Not least of which will occur out in the middle, where Australian spinner Nathan Lyon will be bowling on a fourth-innings wicket.
Australian batsman Steve Smith says the Australians were surprised when the Proteas skipper opted to send them in to bat.
Smith (91no) formed a game-changing partnership with Shaun Marsh (122no) as Australia reached 4-297 at stumps after being reduced to 4-98.
“We thought it was going to be quite tough in the morning, but that if we got through that initial stage it looked like it was going to be quite a nice wicket,” said Smith.
“It actually was, it played really well throughout the day.
“There’s actually a few cracks forming. Hopefully with the heat overhead we can get a big first innings total and let the cracks come into play.”

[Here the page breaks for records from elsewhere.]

PR #2172, opened 2018-08-03
Fix the error of using  on

FCO:
the error:
```
$ perl6 -e 'say 42.HOW.isa(Metamodel::ClassHOW)'
Too few positionals passed; expected 3 arguments but got 2
  in block <unit> at -e line 1
```

after the change:
```
$ ./perl6 -e 'say 42.HOW.isa(Metamodel::ClassHOW)'
True
```


lizmat:
Thanks!

zoffixznet:
I had to revert this in https://github.com/rakudo/rakudo/commit/e0a27ce371 as it did not pass `make test`  (and presumably `make spectest` either)

jnthn:
Good this was reverted; I think the change is wrong (makes it far too easy to confuse object level and meta-level otherwise)

PR #2175, opened 2018-08-04
Speed up subbuf by using the new nqp::slice op...

MasterDuke17:
instead of manually looping with nqp::bindpos+nqp::atpos.

`my $a = buf8.new(^1_000); my $b; for ^1_000_000 { $b = $a.subbuf(200, 500); Nil };` used to take ~17s, now it takes ~2s.


lizmat:
Way cool!

PR #2189, opened 2018-08-07
teach "assign" spesh plugin about Proxy

timo:
requires https://github.com/perl6/nqp/pull/495
also requires MoarVM/MoarVM#932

South Africa’s Ryan McLaren, playing just his second Test, fronted the media after day one to explain his captain’s decision.
“I think the statistics going into the game say enough,” said the allrounder, who replaced retired legend Jacques Kallis.
“Most of the Test cricket that’s been played at this venue in the recent past has indicated teams that have bowled first have ended up winning.
“The ball did get a lot softer and the wicket did play a bit slower and better as the day went on.”
The Proteas have 14 wins from 18 matches at the venue.
McLaren suggested it was too early to say Smith had made the wrong call.
“This team has showed its character in the past,” he said.
“I’ve got no doubt the boys will respond positively.”